Task — Starting at the line containing "Remove xvfb as dependancy for plotting tests" and ending at the line containing "I noticed that", print every line of the material below exactly, both ends included, and stop there.

Top of Data excerpts

PR #401, opened 2020-11-23
Remove xvfb as dependancy for plotting tests

albheim:
I noticed that PkgEval does not seem happy with ControlSystems, and after checking with @mfalt he thought this might be because there is tests that require plotting which will not run on a headless server if just running `test ControlSystems`.

ControlSystems CI pipeline seems to use `xvfb` to emulate a virtual x environment to allow for some of the plot tests to run.

I found this [discourse thread](https://discourse.julialang.org/t/deactivate-plot-display-to-avoid-need-for-x-server/19359) discussing plotting on headless servers and thought I would check what the difference was using nul instad of 100 for GKSwstype.

### DIFF
--- a/.travis.yml
+++ b/.travis.yml
@@ -16,7 +16,6 @@ addons:
   apt:
     packages:
       - libgtk-3-dev
-      - xvfb
       - dvipng
       - texlive
 cache:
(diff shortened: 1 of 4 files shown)


mfalt:
If tests pass with this (and Plots are able to build in makedocs) I think it's a great fix. If the second doesn't work we could probably just add the xvfb to the makedocs part.

albheim:
I was also wondering if there is a reason for having these settings spread out over three files? Would it not be enough to set it in runtests.jl and we could skip the rest?

If people want to run make.jl or test_plot.jl by itself I think it is fine to assume they can know enough to set the plotting environment themselves?

And the one in .travis.yml seems like it is not really necessary at all if it is no matter set in the files where it matters anyway?

mfalt:
> I was also wondering if there is a reason for having these settings spread out over three files? Would it not be enough to set it in runtests.jl and we could skip the rest?
> 
> If people want to run make.jl or test_plot.jl by itself I think it is fine to assume they can know enough to set the plotting environment themselves?
> 
> And the one in .travis.yml seems like it is not really necessary at all if it is no matter set in the files where it matters anyway?
> 
Even though I know how to do it, it is nice to be able to run the scipts locally whithout editing them. But in general it is needed in test_plots.jl so you can run 
`]test ControlSystems`
locally, even on headless-server. In docs/make.jl so you can run `makedocs(modules=[ControlSystems])`.
Maybe it can be removed in `travis.yml` if it is included in those files.

> What is `PLOT_TEST` even used for? Could only find it in three places in the repo, and that was the three places it was set.
This is read by Plots.jl. For example it is used in Plots.jl tests: https://github.com/JuliaPlots/Plots.jl/blob/2774b155b4c2b70db3fefd80bd623c34afed992f/test/runtests.jl#L100
It seems to be related to keeping the performance constant when there is no display information: https://github.com/JuliaPlots/Plots.jl/pull/1318/files

albheim:
> Even though I know how to do it, it is nice to be able to run the scipts locally whithout editing them. But in general it is needed in test_plots.jl so you can run
> `]test ControlSystems`
> locally, even on headless-server. In docs/make.jl so you can run `makedocs(modules=[ControlSystems])`.
> Maybe it can be removed in `travis.yml` if it is included in those files.

Okay, I was thinking that you might want to run it with other settings if you are not on a headless server but I realise that we probably prefer consistency in test/docs as the default and if you really want to run it in some other way you can dig in there and change it.

> This is read by Plots.jl. For example it is used in Plots.jl tests: https://github.com/JuliaPlots/Plots.jl/blob/2774b155b4c2b70db3fefd80bd623c34afed992f/test/runtests.jl#L100
> It seems to be related to keeping the performance constant when there is no display information: https://github.com/JuliaPlots/Plots.jl/pull/1318/files
> Edit: I added it for some reason, but I don't remember exactly.

Okay, seems good as it is then.

albheim:
I also tried to run the tests without our travis settings on my headless workstation and it seems to work fine so hopefully this could solve the PkgEval problem.

albheim:
This was solved in #408

PR #2941, opened 2025-07-29
feat: add `label`, `table`, and `cardinality` fields to `TTableReference`

zilto:
Added fields on `TTableReference` that allows users to specify more metadata about the reference. 

Why:
- having `table` (left) in addition to `referenced_table` (right) specified directly on the `TTableReference` simplifies some logic.
- `cardinality` and `label` are just additional metadata, which can also be used in visualizations
- `table` would also allow `TTableReference` to be stored top-level on `dlt.Schema` (instead of inline on the `TTableSchema`)

### DIFF
--- a/dlt/common/schema/typing.py
+++ b/dlt/common/schema/typing.py
@@ -13,7 +13,7 @@ from typing import (
     NewType,
     Union,
 )
-from typing_extensions import Never
+from typing_extensions import Never, NotRequired
 
 from dlt.common.data_types import TDataType
 from dlt.common.normalizers.typing import TNormalizersConfig
@@ -276,14 +276,43 @@ TWriteDispositionConfig = Union[
 ]
 
 
+TReferenceCardinality = Literal["-", "<", ">", "<>"]
+"""Represents cardinality between `column` (left) and `referenced_column` (right)
+`-`: one-to-one
+`<`: one-to-many
+`>`: many-to-one
+`<>`: many-to-many
+
+Note that `column <> referenced_column` is equivalent to specifying
+both `column < referenced_column` and `column > referenced_column` 
+"""
+
+
 class TTableReference(TypedDict):
     """Describes a reference to another table's columns.
     `columns` corresponds to the `referenced_columns` in the referenced table and their order should match.
     """
 
+    label: NotRequired[str]
+    """Label to describe the relation 'liked'."""
+
+    cardinality: NotRequired[TReferenceCardinality]
+    """Cardinality of the relationship between `table.column` (left) and `referenced_table.referenced_column` (right)."""
+
+    table: NotRequired[str]
+    """Name of the table.
+    When `TTableReference` is defined on a `TTableSchema` (i.e., "inline reference"), the `table`
+    value is determined by `TTableSchema["name"]`
+    """
+
     columns: Sequence[str]
+    """Name of the column(s) from `table`"""
+
     referenced_table: str
+    """Name of the referenced table"""
+
     referenced_columns: Sequence[str]
+    """Name of the columns(s) from `referenced_table`"""
 
 
 TTableReferenceParam = Sequence[TTableReference]


dlt/common/schema/typing.py
```diff
@@ -276,14 +276,43 @@ class TScd2StrategyDict(TMergeDispositionDict, total=False):
 ]
 
 
+TReferenceCardinality = Literal["-", "<", ">", "<>"]
+"""Represents cardinality between `column` (left) and `referenced_column` (right)
+`-`: one-to-one
```
rudolfix, line 281: this is cool notation, but is it commonly used? I've never seen it. It will be to impossible to understand this without referring to docs: both for humans an LLMs. To me text is OK. You can also use UML:
1..1 1..* *..1
or
1:n n:1 1:1

note that many to many requires intermediate join table. that will never happen in our schema or in any physical database diagram.

you can also have 0..* (zero to many) indicating that parent table is allowed to have no children so LEFT JOIN is allowed.

cardinality is pretty deep when you dig into it... tldr;> I'll probably go for `one-to-one` style and add `zero-to-many` (and vice versa) if your aim here is to generate correct joins

dlt/common/schema/typing.py
```diff
@@ -276,14 +276,43 @@ class TScd2StrategyDict(TMergeDispositionDict, total=False):
...
+"""
+
+
 class TTableReference(TypedDict):
     """Describes a reference to another table's columns.
     `columns` corresponds to the `referenced_columns` in the referenced table and their order should match.
     """
 
+    label: NotRequired[str]
+    """Label to describe the relation 'liked'."""
```
rudolfix, line 297: I do not understand this comment :)  is it a custom annotation? you can always add as many `x-annotation-` as you want.

dlt/common/schema/typing.py
```diff
@@ -276,14 +276,43 @@ class TScd2StrategyDict(TMergeDispositionDict, total=False):
...
+
+    cardinality: NotRequired[TReferenceCardinality]
+    """Cardinality of the relationship between `table.column` (left) and `referenced_table.referenced_column` (right)."""
+
+    table: NotRequired[str]
```
rudolfix, line 302: OK. but now you need to validate this in your dbml PR

rudolfix (changes requested):
besides review: maybe we should add an example on how to use table references with dlt transformations? in EL pipelines the need for table references is minimal and we are not even validating them. but in T you do more modelling so adding those makes sense. we can validate them in model normalizer...

dlt/common/schema/typing.py
zilto: Example:
- you have table `Users` and `Posts`
- you have a  `Reference` that specifies  `User.id < Posts.user_id`
- you have a `label="liked"` for that `Reference`, giving the semantic meaning "(User, liked, Post)".

This would be displayed on an edge in a schema diagram. These triplets could also enabled graph database support.

dlt/common/schema/typing.py
zilto: The idea would be that `remove_processing_hints` converts all `TTableReference` to the same form. Either

```python
# inline definition (current)
table_name = "users"
table_schema = schema["tables"][table_name"] 
reference = table_schema["references"][0]

column_name = reference["columns"]
other_table_name = reference["referenced_table"]
other_column_name = reference["referenced_columns"]
# reference.get("table") is None
``` 

or

```python
# long form
references = schema["references"]
reference = references[0]

table_name = reference["table"]
column_name = reference["columns"]
other_table_name = reference["referenced_table"]
other_column_name = reference["referenced_columns"]
```


This is inspired by DBML which has 3 definitions: [long form, short form, and inline](https://dbml.dbdiagram.io/docs/#relationships--foreign-key-definitions)

zilto:
Converting to draft until I implement the `remove_processing_hints` [described here](https://github.com/dlt-hub/dlt/pull/2941#discussion_r2248328299)

dlt/common/schema/typing.py
sh-rp: Yeah, it is called "label" or "edge label" in graph databases. I'd just improve the comment so it is clear what is meant by this.

zilto:
closing because of inactivity; will reopen once actively being developed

Bottom of Data excerpts

Written answer —
Remove xvfb as dependancy for plotting tests

albheim:
I noticed that PkgEval does not seem happy with ControlSystems, and after checking with @mfalt he thought this might be because there is tests that require plotting which will not run on a headless server if just running `test ControlSystems`.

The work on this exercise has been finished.